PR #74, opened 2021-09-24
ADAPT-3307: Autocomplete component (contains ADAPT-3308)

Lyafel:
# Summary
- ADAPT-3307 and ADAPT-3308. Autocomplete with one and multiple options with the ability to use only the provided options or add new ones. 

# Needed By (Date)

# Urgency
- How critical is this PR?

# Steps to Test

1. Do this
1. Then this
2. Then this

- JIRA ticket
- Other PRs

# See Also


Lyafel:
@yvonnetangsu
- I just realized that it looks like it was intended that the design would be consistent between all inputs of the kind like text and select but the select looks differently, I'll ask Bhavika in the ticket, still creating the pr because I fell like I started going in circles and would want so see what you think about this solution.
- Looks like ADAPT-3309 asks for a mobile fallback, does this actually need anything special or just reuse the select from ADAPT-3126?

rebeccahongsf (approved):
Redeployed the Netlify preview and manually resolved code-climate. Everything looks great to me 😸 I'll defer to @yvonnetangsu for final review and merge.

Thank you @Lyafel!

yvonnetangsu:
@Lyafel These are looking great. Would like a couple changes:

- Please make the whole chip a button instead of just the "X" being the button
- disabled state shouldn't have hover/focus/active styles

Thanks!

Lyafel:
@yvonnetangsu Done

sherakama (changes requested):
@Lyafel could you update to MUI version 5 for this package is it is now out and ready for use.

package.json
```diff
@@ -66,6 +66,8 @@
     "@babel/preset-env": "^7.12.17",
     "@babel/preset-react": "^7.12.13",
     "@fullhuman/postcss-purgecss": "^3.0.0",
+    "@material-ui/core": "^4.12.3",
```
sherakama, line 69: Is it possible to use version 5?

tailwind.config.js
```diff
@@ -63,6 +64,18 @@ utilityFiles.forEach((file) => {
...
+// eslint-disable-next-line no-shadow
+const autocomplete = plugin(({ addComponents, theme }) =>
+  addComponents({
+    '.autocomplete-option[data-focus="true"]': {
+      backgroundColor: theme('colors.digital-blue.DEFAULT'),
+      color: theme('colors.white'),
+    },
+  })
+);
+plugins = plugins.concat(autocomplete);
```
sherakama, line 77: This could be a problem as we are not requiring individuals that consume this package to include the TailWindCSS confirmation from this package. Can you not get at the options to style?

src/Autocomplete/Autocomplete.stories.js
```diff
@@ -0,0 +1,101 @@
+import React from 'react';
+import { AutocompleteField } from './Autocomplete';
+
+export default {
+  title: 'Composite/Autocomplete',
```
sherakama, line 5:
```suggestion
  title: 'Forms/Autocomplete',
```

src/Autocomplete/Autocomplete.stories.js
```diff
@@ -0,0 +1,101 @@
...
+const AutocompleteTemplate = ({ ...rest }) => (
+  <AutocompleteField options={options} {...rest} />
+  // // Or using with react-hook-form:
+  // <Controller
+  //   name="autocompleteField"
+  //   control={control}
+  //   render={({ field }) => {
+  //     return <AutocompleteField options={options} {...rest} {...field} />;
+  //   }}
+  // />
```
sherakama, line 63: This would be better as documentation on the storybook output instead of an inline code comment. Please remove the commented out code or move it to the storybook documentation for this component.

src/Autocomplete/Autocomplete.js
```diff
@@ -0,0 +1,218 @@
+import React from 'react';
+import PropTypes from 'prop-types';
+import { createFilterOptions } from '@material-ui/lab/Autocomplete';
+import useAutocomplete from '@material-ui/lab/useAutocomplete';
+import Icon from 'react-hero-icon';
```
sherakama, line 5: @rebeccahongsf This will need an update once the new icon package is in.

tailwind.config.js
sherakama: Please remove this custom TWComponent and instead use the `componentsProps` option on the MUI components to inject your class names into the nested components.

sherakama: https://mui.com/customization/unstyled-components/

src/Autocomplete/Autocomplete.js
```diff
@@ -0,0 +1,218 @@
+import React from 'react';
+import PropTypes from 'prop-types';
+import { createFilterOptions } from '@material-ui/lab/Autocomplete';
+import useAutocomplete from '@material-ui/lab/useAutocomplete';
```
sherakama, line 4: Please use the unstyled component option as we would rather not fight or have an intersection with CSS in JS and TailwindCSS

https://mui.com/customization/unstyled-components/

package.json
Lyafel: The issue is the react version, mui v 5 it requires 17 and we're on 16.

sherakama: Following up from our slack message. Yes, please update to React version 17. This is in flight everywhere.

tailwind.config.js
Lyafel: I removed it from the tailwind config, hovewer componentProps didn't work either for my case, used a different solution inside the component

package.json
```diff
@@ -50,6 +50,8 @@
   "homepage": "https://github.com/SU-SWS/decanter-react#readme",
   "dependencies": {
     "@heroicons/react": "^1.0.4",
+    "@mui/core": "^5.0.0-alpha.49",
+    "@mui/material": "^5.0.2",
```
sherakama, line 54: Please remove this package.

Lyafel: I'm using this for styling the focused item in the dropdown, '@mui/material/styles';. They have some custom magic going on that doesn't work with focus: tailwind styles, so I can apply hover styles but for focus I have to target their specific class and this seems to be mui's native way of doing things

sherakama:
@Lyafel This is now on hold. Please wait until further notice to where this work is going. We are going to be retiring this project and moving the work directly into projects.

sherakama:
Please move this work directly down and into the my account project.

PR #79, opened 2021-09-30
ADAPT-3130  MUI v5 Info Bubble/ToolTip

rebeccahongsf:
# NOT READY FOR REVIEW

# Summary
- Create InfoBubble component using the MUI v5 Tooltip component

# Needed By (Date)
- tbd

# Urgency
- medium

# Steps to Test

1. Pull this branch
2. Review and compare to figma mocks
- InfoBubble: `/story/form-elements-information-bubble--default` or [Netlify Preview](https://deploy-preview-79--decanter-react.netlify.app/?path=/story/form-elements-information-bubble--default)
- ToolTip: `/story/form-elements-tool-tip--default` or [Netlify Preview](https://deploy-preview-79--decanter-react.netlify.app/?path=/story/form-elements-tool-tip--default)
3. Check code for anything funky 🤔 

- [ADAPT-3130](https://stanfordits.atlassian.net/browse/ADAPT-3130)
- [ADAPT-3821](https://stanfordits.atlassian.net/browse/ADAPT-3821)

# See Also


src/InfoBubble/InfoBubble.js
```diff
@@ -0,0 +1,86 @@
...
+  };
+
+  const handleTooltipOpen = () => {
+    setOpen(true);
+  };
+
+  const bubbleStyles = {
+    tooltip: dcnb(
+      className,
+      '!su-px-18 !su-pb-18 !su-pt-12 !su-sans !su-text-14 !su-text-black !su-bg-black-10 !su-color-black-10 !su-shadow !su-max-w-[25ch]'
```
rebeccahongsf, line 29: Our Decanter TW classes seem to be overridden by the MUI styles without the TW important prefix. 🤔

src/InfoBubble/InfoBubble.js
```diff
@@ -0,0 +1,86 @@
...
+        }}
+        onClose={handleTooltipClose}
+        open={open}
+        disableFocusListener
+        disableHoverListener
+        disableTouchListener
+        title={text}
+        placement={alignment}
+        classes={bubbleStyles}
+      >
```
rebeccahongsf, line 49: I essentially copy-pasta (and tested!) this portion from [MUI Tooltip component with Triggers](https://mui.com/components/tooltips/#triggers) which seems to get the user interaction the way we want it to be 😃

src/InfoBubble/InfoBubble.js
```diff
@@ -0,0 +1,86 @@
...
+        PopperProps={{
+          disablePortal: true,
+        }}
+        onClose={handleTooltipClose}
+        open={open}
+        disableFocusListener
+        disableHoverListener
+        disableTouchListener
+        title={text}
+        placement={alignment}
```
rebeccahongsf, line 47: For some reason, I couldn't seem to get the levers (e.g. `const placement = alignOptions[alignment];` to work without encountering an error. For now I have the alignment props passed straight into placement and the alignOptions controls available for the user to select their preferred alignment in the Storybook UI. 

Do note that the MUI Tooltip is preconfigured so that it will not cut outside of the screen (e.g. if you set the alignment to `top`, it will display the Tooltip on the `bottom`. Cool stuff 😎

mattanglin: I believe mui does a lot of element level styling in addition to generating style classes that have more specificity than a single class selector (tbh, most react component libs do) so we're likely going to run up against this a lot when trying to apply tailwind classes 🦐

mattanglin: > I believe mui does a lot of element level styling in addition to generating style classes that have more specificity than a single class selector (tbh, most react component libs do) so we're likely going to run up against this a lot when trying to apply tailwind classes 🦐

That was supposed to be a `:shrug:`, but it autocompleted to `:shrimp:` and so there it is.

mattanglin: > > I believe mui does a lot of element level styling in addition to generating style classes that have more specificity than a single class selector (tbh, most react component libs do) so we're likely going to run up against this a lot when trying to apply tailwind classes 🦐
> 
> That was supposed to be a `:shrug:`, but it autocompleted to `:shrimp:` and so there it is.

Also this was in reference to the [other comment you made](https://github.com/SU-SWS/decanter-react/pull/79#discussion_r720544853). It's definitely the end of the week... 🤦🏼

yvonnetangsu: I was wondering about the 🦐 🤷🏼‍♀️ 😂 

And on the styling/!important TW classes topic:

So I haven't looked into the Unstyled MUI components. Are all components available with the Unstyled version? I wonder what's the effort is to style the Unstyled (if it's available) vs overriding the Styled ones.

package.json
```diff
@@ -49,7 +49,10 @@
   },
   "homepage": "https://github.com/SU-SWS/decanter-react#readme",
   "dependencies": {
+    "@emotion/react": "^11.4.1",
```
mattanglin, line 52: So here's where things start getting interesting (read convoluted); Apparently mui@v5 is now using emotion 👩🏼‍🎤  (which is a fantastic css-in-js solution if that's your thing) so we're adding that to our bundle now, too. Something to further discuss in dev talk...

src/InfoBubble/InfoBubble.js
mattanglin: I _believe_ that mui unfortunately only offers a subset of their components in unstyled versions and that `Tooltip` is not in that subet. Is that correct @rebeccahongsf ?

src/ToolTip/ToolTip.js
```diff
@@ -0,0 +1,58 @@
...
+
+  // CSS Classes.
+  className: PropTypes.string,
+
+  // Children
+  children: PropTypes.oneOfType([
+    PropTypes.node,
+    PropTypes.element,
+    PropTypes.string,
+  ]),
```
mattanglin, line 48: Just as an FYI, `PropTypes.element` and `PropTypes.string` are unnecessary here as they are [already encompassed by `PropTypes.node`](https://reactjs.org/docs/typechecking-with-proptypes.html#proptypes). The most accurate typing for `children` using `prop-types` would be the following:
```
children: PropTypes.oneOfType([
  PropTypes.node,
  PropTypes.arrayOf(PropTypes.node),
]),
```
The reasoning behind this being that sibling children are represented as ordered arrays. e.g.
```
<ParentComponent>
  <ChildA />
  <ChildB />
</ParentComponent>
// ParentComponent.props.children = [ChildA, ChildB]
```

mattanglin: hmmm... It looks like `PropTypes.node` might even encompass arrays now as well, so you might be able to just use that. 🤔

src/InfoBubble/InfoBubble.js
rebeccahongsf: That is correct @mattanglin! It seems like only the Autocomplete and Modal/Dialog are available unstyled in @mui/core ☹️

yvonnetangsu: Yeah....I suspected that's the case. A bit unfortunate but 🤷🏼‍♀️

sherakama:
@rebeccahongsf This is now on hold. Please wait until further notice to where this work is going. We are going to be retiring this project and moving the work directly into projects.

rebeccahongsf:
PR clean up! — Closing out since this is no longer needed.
= = = = = = =
:: What needs to be done ::
From the data, collect all lines where the string "supposed" appears.

:: Answer ::
That was supposed to be a `:shrug:`, but it autocompleted to `:shrimp:` and so there it is.
> That was supposed to be a `:shrug:`, but it autocompleted to `:shrimp:` and so there it is.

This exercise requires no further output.